Exercise prompt:
Each line of the listing that includes the string "rather" is to be identified and copied.

Source material:
PR #2049, opened 2020-08-22
(5.5) Add check for http(-s) proxy format

### LINKED ISSUE #2021: Validate that HTTP(S) proxy format is valid
### Feature Request

When a user sets an `HTTP(S)_PROXY` via a RuntimeEnvironment resource, Gravity should validate that the proxy format is correct i.e. that the `http(s)://` scheme is present as some services require it and don't work if scheme is not present.

### Motivation

Customer reported misconfigured proxy led to some upgrade problems. In the specific case there was an issue due to malformed configuration. 

### Who's it for?
OSS User, Enterprise

r0mant:
## Description

This pull request makes sure that RuntimeEnvironment resource is validated, specifically that `HTTP_PROXY` and `HTTPS_PROXY` environment variables, when set, are valid URLs and have corresponding scheme.

There are really two parts to the fix:

* Validate `HTTP(-S)_PROXY` variables as mentioned above (case-insensitive) when user creates/updates RuntimeEnvironment resource.
* Add a pre-upgrade check to perform the same validation on the existing resource, to catch potentially invalid configurations before upgrade and let the user fix it (we've run into such problems before).

## Type of change

* Refs https://github.com/gravitational/gravity/issues/2021.

## TODOs

- [x] Self-review the change
- [x] Write tests
- [x] Perform manual testing
- [x] Address review feedback

## Testing done

Install 5.5.40 and create a RuntimeEnvironment resource with invalid proxies format:

```yaml
kind: RuntimeEnvironment
version: v1
spec:
  data:
    HTTP_PROXY: abcdge
    HTTPS_PROXY: qweasd
    NO_PROXY: 0.0.0.0/0,*
```

```
ubuntu@node-1:~/resources$ sudo gravity resource get runtimeenvironment
Environment
-----------
HTTPS_PROXY=qweasd
HTTP_PROXY=abcdge
NO_PROXY=0.0.0.0/0,*
```

Try to upgrade to this branch and see a warning:

```
Fri Aug 21 23:36:07 UTC	Upgrading cluster from 5.5.40 to 5.5.52-dev.4
[ERROR]: There was an issue detected with runtime environment variables:

    "HTTP_PROXY URL must include http:// scheme, HTTPS_PROXY URL must include https:// scheme"

This may cause problems during the upgrade. Please review configured environment
variables using "gravity resource get runtimeenvironment" command and update it
appropriately before proceeding with the upgrade:

kind: runtimeenvironment
metadata:
  name: runtimeenvironment
spec:
  data:
    HTTP_PROXY: abcdge
    HTTPS_PROXY: qweasd
    NO_PROXY: 0.0.0.0/0,*
version: v1

See https://gravitational.com/gravity/docs/config/#runtime-environment-variables
for more information on managing runtime environment variables.

This warning can be bypassed by providing a --force flag to the upgrade command.
```

Fix the resource, upgrade and try to update to the incorrect resource again:

```
ubuntu@node-1:~/resources$ sudo gravity resource create runtimeenv.yaml
[ERROR]: HTTP_PROXY URL must include http:// scheme: "123s123", HTTPS_PROXY URL must include https:// scheme: "http://qweasd:20"
```

## Additional information

Needs forward-ports.

### DIFF
--- a/lib/storage/environment.go
+++ b/lib/storage/environment.go
@@ -19,12 +19,12 @@ package storage
 import (
 	"encoding/json"
 	"fmt"
-	"net/url"
 	"strings"
 	"time"
 
 	"github.com/gravitational/gravity/lib/constants"
 	"github.com/gravitational/gravity/lib/defaults"
+	"github.com/gravitational/gravity/lib/utils"
 
 	teleservices "github.com/gravitational/teleport/lib/services"
 	teleutils "github.com/gravitational/teleport/lib/utils"
@@ -119,34 +119,26 @@ func (r *EnvironmentV1) CheckAndSetDefaults() error {
 	return trace.NewAggregate(errors...)
 }
 
-// checkHTTPProxy verifies HTTP_PROXY (if present) is valid a URL and has http:// scheme.
+// checkHTTPProxy verifies HTTP_PROXY (if present) is a valid proxy URL.
 func (r *EnvironmentV1) checkHTTPProxy() error {
 	httpProxy := r.getVariable(constants.HTTPProxyEnvVar)
 	if httpProxy == "" {
 		return nil
 	}
-	parsed, err := url.Parse(httpProxy)
-	if err != nil {
-		return trace.Wrap(err, "HTTP_PROXY must be a valid URL: %q", httpProxy)
-	}
-	if parsed.Scheme != "http" {
-		return trace.BadParameter("HTTP_PROXY URL must include http:// scheme: %q", httpProxy)
+	if _, err := utils.ParseProxy(httpProxy); err != nil {
+		return trace.Wrap(err, "failed to parse HTTP_PROXY")
 	}
 	return nil
 }
 
-// checkHTTPSProxy verifies HTTPS_PROXY (if present) is valid a URL and has https:// scheme.
+// checkHTTPSProxy verifies HTTPS_PROXY (if present) is a valid proxy URL.
 func (r *EnvironmentV1) checkHTTPSProxy() error {
 	httpsProxy := r.getVariable(constants.HTTPSProxyEnvVar)
 	if httpsProxy == "" {
 		return nil
 	}
-	parsed, err := url.Parse(httpsProxy)
-	if err != nil {
-		return trace.Wrap(err, "HTTPS_PROXY must be a valid URL: %q", httpsProxy)
-	}
-	if parsed.Scheme != "https" {
-		return trace.BadParameter("HTTPS_PROXY URL must include https:// scheme: %q", httpsProxy)
+	if _, err := utils.ParseProxy(httpsProxy); err != nil {
+		return trace.Wrap(err, "failed to parse HTTPS_PROXY")
 	}
 	return nil
 }
--- a/lib/storage/environment.go
+++ b/lib/storage/environment.go
@@ -19,6 +19,8 @@ package storage
 import (
 	"encoding/json"
 	"fmt"
+	"net/url"
+	"strings"
 	"time"
 
 	"github.com/gravitational/gravity/lib/constants"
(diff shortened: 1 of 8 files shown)


lib/storage/environment.go
```diff
@@ -107,9 +109,60 @@ func (r *EnvironmentV1) GetKeyValues() map[string]string {
...
+	if err := r.checkHTTPProxy(); err != nil {
+		errors = append(errors, err)
+	}
+	if err := r.checkHTTPSProxy(); err != nil {
+		errors = append(errors, err)
+	}
+	return trace.NewAggregate(errors...)
+}
+
+// checkHTTPProxy verifies HTTP_PROXY (if present) is valid a URL and has http:// scheme.
```
bernardjkim, line 122: Typo: is **a** valid URL ~a~. Same for `checkHTTPSProxy` below.

lib/storage/environment.go
```diff
@@ -107,9 +109,60 @@ func (r *EnvironmentV1) GetKeyValues() map[string]string {
...
+func (r *EnvironmentV1) checkHTTPProxy() error {
```
knisbet, line 123: These validation rules don't appear to match atleast golang validation logic: https://github.com/golang/go/blob/master/src/vendor/golang.org/x/net/http/httpproxy/proxy.go#L149-L170

1. it appears the scheme isn't required, and defaults to http.
2. socks5 isn't considered a valid scheme.
3. it's valid to use an http proxy for https traffic. And an https proxy for http traffic.

Also I'm actually confused about the originally stated problem now, since it looks like the golang validation logic just drops any parsing errors. I must be missing something.
https://github.com/golang/go/blob/master/src/vendor/golang.org/x/net/http/httpproxy/proxy.go#L211-L216

knisbet (changes requested):

lib/storage/environment.go
r0mant: @knisbet I thought that the original problem was that some software didn't like the fact that proxy URL is missing the scheme?

r0mant: @knisbet I've relaxed the requirements to only check for the presence of a valid scheme (http/https/socks5) in the provided proxy address to behave more like the Go parse function. Unlike the Go parser though, I have decided to make the scheme mandatory rather than assuming "http" - I think it may cause more trouble than help, as after some experimentation is looks like that `url.Parse()` will parse almost anything without an error, so if we try to prepend "http" everywhere, it will happily let some bogus address through as well. So, I think that having a bit stricter requirements to have scheme explicitly will help us filter out potentially bad addresses better.

lib/storage/environment.go
```diff
@@ -107,9 +109,52 @@ func (r *EnvironmentV1) GetKeyValues() map[string]string {
...
+		return nil
+	}
+	if _, err := utils.ParseProxy(httpProxy); err != nil {
+		return trace.Wrap(err, "failed to parse HTTP_PROXY")
+	}
 	return nil
 }
 
+// checkHTTPSProxy verifies HTTPS_PROXY (if present) is a valid proxy URL.
+func (r *EnvironmentV1) checkHTTPSProxy() error {
```
knisbet, line 135: Nit: I think checkHTTPProxy / checkHTTPSProxy are largely the same function now. They're not long, but usually I get called out for having anything that looks like duplicate code.

lib/storage/environment.go
knisbet: > @knisbet I thought that the original problem was that some software didn't like the fact that proxy URL is missing the scheme?

I thought so as well, just I don't see how now. I suppose unless it's failing somewhere later down the line, not in parsing the proxy, but when it actually tries to use it, throws an unexpected error. In which case would a valid proxy that isn't working possibly cause problems for docker?

> Unlike the Go parser though, I have decided to make the scheme mandatory rather than assuming "http" - I think it may cause more trouble than help, as after some experimentation is looks like that url.Parse() will parse almost anything without an error, so if we try to prepend "http" everywhere, it will happily let some bogus address through as well.

I dunno. I think our objective on this one is not to crash on invalid configuration. But introducing requirements beyond what is normally accepted does create some of it's own risks. Does mandating the scheme really make the url.Parse method more strict, or will it just require a bogus address to contain a scheme?

r0mant: Yeah it's a bit tough without actually seeing the logs of the alleged Docker crash due to the missing scheme.

You're right that mandating the scheme doesn't really make url.Parse() more strict (if someone wants to break something, they will), but I do think that it reduces the chance of accidental error in user's proxy configuration.

Just looking online, pretty much every single example of http_proxy includes an explicit scheme - the fact that Go/curl default to http seems more of an "assumption" (and not a great one if you ask me) and requiring the scheme would also protect us in case some software does actually require it.

lib/storage/environment.go
```diff
@@ -107,9 +109,41 @@ func (r *EnvironmentV1) GetKeyValues() map[string]string {
 
 // CheckAndSetDefaults validates this resource and sets defaults
 func (r *EnvironmentV1) CheckAndSetDefaults() error {
+	var errors []error
+	if err := r.checkProxy(constants.HTTPProxyEnvVar); err != nil {
```
knisbet, line 113: One other Nitpick I just thought of (sorry). The golang code and I think other implementations accept both lower and upper case versions of the environment variable. 

https://github.com/golang/go/blob/master/src/vendor/golang.org/x/net/http/httpproxy/proxy.go#L93-L94

knisbet (approved):

lib/storage/environment_test.go
```diff
@@ -30,6 +32,72 @@ type EnvS struct{}
...
+		{
+			vars:    `{}`,
+			error:   false,
+			comment: "empty resource is ok",
+		},
+	}
+	for _, test := range testCases {
+		data := fmt.Sprintf(`{"kind": "runtimeenvironment", "metadata": {"name": "foo"}, "version": "v1", "spec": {"data": %v}}`, test.vars)
+		env, err := UnmarshalEnvironmentVariables([]byte(data))
+		c.Assert(err, IsNil)
```
a-palchikov, line 90: nit: c.Assert(err, IsNil, Commentf(test.comment))  // include comment

PR #2066, opened 2020-08-27
Do not set priorityClassName for hooks

UnderGreen:
----

## Description

Reverting previous changes for hooks. cluster-critical priority could
be set only for kube-system resources and this could break existing
pre-update hooks for applications.

## Type of change

## TODOs

- [x] Perform manual testing
- [ ] Address review feedback

### DIFF
--- a/lib/app/hooks/configure.go
+++ b/lib/app/hooks/configure.go
@@ -129,11 +129,6 @@ func configureMetadata(job *batchv1.Job, p Params) error {
 		job.Spec.Template.Spec.SecurityContext = defaults.HookSecurityContext()
 	}
 
-	// if priorityClassName is not specified, set the default one
-	if job.Spec.Template.Spec.PriorityClassName == "" {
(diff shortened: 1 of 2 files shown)


r0mant (commented):
Can you explain how this breaks stuff?

> cluster-critical priority could be set only for kube-system resources

What happens if it's set on resources in other namespaces? Cause we also set them on monitoring components IIRC.

UnderGreen:
For monitoring components, we set their own priorities declared in monitoring app resources. 
> Can you explain how this breaks stuff?
Any hooks in non-kube-system namespaces will fail and they must be rewritten to use kube-system namespace, which is an unexpected change from a user perspective in the middle of LTS release cycle.
We could leave it light that for master branch, but for the LTS branches I would like to remove this change for now.

Also setting our own priority class will not work for pre-update hook which I explored as another solution for the problem.

r0mant (approved):
Okay, that makes sense. Yeah, I would remove this assumption from everywhere (incl. master) as I think that hook don't necessarily have to run in kube-system.

PR #2070, opened 2020-08-27
Do not set priorityClassName for hooks

UnderGreen:
----

## Description

Reverting previous changes for hooks. cluster-critical priority could
be set only for kube-system resources and this could break existing
pre-update hooks for applications.

## Type of change

## TODOs

- [x] Perform manual testing


r0mant (approved):

knisbet:
Should it be removed entirely, or should we just have a different priority class that we're creating on clusters that is still relatively high priority to allow for preemption but below system critical?

UnderGreen:
@knisbet as I mentioned in the previous Pr for 7.0.x it is impossible to set our own priority class because it will break pre-update hook when class does not exist yet in old version. Technically it is possible if we somehow skip usage of custom priority just for that hook.

a-palchikov (approved):

knisbet:
Or it could be coded to check for the priority class, or to try and create it and continue if it already exists.

PR #2071, opened 2020-08-27
[6.1.x] Verify agents are active before upgrade resume or rollback

bernardjkim:
## Description

This change will make sure that all upgrade agents are online before resuming an upgrade or before rolling back an upgrade.

## Type of change

* Ports https://github.com/gravitational/gravity/pull/2017

## TODOs

- [x] Self-review the change
- [x] Perform manual testing
- [x] Address review feedback

## Testing done

**Verify upgrade and rollback will re-deploy agents if some are offline**

### DIFF
--- a/tool/gravity/cli/clusterupdate.go
+++ b/tool/gravity/cli/clusterupdate.go
@@ -173,6 +173,7 @@ func executeUpdatePhase(env *localenv.LocalEnvironment, environ LocalEnvironment
 	if operation.Type != ops.OperationUpdate {
 		return trace.NotFound("no active update operation found")
 	}
+
 	return executeUpdatePhaseForOperation(env, environ, params, operation.SiteOperation)
 }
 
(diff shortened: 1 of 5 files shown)


tool/gravity/cli/clusterupdate.go
```diff
@@ -196,6 +197,12 @@ const gravityResumeServiceName = "gravity-resume.service"
 // executeOrForkPhase either directly executes the specified operation phase,
 // or launches a one-shot systemd service that executes it in the background.
 func executeOrForkPhase(env *localenv.LocalEnvironment, updater updater, params PhaseParams, operation ops.SiteOperation) error {
+	if params.isResume() {
+		if err := verifyAgentsActive(env); err != nil {
```
a-palchikov, line 201: I would try to attempt to start agents automatically and only report errors if this is not possible - less friction for a user.

a-palchikov (commented):
I think this should simply start the agents if possible to avoid having to burden the user with actions that can be performed automatically. If there's a problem deploying the agents then fail, show error message and let the user check the environment.

tool/gravity/cli/clusterupdate.go
bernardjkim: Good suggestion :+1:. Updated in c1b4e6b

r0mant (approved):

Exercise answer:
r0mant: @knisbet I've relaxed the requirements to only check for the presence of a valid scheme (http/https/socks5) in the provided proxy address to behave more like the Go parse function. Unlike the Go parser though, I have decided to make the scheme mandatory rather than assuming "http" - I think it may cause more trouble than help, as after some experimentation is looks like that `url.Parse()` will parse almost anything without an error, so if we try to prepend "http" everywhere, it will happily let some bogus address through as well. So, I think that having a bit stricter requirements to have scheme explicitly will help us filter out potentially bad addresses better.
> Unlike the Go parser though, I have decided to make the scheme mandatory rather than assuming "http" - I think it may cause more trouble than help, as after some experimentation is looks like that url.Parse() will parse almost anything without an error, so if we try to prepend "http" everywhere, it will happily let some bogus address through as well.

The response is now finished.